- _PROBLEM_
When you reach the line containing "- [x] Add documentation" in the entries below, begin reproducing lines exactly, and stop once the line containing "Metrics: Extracted from" is done.

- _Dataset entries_

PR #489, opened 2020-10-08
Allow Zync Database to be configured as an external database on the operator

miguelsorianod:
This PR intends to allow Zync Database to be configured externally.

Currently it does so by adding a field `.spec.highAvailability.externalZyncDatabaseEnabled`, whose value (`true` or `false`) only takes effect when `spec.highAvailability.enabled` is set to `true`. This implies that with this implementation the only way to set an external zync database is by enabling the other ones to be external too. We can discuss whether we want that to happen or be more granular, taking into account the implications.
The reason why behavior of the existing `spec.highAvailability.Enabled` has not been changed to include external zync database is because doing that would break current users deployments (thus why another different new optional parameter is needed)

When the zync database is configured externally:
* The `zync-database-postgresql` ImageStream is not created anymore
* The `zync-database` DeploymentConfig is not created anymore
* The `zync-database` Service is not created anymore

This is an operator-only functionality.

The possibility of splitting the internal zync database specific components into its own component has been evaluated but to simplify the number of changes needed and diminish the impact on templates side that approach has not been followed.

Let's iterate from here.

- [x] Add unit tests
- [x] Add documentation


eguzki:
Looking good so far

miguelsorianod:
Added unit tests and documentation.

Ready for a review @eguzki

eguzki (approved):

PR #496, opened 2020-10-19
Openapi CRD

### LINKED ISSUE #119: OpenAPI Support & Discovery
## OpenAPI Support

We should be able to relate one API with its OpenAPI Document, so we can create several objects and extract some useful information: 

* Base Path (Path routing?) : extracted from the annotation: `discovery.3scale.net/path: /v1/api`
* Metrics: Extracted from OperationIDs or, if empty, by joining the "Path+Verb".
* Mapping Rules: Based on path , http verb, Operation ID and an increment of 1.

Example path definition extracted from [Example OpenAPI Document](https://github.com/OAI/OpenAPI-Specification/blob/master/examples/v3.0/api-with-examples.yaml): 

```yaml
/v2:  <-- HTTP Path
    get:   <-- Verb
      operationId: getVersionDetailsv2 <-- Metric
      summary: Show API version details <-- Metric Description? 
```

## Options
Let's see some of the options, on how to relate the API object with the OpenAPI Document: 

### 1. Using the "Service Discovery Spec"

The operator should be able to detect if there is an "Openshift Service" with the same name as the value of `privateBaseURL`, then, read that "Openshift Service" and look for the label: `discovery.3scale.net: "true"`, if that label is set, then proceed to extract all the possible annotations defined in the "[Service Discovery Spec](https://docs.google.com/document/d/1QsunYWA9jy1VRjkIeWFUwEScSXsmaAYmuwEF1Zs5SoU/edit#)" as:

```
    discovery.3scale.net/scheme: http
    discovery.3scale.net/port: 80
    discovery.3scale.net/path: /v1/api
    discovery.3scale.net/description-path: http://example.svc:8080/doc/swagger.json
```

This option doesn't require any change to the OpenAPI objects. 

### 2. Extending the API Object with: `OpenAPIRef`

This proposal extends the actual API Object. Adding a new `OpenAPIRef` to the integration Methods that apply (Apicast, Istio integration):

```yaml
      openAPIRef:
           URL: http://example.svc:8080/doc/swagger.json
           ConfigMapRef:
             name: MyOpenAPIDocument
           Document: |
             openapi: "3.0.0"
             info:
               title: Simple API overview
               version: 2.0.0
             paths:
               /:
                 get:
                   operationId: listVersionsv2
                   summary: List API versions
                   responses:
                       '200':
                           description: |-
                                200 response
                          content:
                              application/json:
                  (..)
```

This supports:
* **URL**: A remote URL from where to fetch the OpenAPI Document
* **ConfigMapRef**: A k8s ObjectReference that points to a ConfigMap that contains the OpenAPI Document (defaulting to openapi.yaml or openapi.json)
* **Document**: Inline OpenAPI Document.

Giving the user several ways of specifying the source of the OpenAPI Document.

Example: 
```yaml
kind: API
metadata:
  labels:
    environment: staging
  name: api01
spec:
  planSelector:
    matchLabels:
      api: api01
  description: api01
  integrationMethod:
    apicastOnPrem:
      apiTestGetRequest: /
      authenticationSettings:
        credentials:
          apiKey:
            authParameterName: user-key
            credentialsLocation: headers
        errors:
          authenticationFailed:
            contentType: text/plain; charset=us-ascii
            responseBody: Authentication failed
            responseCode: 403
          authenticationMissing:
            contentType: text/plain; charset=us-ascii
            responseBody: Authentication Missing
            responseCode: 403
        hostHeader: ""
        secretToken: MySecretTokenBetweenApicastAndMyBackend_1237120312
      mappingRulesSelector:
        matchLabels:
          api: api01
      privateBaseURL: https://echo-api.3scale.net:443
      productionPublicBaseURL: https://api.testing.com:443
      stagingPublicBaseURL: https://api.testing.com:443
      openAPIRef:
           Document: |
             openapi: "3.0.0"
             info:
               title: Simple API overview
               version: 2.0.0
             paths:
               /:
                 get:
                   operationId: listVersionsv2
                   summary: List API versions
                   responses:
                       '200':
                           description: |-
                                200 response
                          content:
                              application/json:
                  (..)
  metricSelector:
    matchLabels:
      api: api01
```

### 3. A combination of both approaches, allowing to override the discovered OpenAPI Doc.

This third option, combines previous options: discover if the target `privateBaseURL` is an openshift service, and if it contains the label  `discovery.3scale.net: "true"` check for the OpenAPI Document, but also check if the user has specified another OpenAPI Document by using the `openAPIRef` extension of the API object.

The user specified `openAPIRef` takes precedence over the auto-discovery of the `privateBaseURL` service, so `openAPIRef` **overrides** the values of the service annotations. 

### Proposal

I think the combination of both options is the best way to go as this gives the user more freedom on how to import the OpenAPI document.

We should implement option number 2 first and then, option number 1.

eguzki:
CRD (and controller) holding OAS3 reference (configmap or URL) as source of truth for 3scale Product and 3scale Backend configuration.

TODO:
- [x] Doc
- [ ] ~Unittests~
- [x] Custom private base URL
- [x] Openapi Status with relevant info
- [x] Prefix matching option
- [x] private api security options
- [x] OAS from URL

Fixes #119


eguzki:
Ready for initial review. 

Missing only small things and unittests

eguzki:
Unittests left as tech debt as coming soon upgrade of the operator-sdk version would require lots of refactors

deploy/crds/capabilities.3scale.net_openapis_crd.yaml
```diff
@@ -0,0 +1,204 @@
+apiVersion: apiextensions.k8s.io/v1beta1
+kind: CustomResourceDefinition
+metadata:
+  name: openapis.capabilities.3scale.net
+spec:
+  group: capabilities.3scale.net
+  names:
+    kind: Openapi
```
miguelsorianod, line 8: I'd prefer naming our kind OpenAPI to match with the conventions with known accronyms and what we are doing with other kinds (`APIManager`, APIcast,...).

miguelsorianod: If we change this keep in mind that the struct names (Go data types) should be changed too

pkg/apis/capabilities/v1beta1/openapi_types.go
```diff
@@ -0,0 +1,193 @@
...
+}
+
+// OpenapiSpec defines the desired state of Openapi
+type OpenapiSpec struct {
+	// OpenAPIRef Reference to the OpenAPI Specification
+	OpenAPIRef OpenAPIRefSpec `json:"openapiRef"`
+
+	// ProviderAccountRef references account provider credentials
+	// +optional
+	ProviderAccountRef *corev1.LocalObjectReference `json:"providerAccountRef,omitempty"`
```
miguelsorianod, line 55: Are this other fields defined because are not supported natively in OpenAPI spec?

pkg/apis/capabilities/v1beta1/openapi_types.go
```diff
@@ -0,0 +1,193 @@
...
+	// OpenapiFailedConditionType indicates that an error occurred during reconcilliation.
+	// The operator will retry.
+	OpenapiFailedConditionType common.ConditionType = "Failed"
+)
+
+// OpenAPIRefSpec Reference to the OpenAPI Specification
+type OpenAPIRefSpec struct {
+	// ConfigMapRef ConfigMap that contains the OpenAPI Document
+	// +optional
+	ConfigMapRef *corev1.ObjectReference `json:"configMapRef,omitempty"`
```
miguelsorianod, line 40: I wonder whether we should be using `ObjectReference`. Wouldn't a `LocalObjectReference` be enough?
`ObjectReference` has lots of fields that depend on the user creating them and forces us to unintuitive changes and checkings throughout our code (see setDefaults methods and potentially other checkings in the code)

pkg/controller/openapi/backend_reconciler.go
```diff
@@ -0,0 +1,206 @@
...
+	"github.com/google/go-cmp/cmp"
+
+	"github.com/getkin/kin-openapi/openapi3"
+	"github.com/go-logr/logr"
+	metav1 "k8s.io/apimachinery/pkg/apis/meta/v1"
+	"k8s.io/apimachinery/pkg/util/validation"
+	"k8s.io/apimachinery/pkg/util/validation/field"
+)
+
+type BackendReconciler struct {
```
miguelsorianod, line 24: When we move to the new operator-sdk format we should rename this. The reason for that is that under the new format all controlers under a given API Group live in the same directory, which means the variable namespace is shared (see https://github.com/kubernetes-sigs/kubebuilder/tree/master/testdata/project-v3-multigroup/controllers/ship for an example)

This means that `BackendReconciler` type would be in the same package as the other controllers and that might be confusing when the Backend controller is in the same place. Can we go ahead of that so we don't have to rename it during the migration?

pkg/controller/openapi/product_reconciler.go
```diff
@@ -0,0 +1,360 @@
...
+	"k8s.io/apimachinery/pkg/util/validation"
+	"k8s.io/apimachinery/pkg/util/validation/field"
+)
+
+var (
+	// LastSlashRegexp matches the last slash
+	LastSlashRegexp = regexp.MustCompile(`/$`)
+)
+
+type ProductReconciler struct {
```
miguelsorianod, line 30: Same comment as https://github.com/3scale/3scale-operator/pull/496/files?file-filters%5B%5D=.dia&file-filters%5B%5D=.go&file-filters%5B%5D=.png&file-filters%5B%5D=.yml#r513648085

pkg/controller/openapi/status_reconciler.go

- _ANSWER BOX_
- [x] Add documentation


eguzki:
Looking good so far

miguelsorianod:
Added unit tests and documentation.

Ready for a review @eguzki

eguzki (approved):

PR #496, opened 2020-10-19
Openapi CRD

### LINKED ISSUE #119: OpenAPI Support & Discovery
## OpenAPI Support

We should be able to relate one API with its OpenAPI Document, so we can create several objects and extract some useful information: 

* Base Path (Path routing?) : extracted from the annotation: `discovery.3scale.net/path: /v1/api`
* Metrics: Extracted from OperationIDs or, if empty, by joining the "Path+Verb".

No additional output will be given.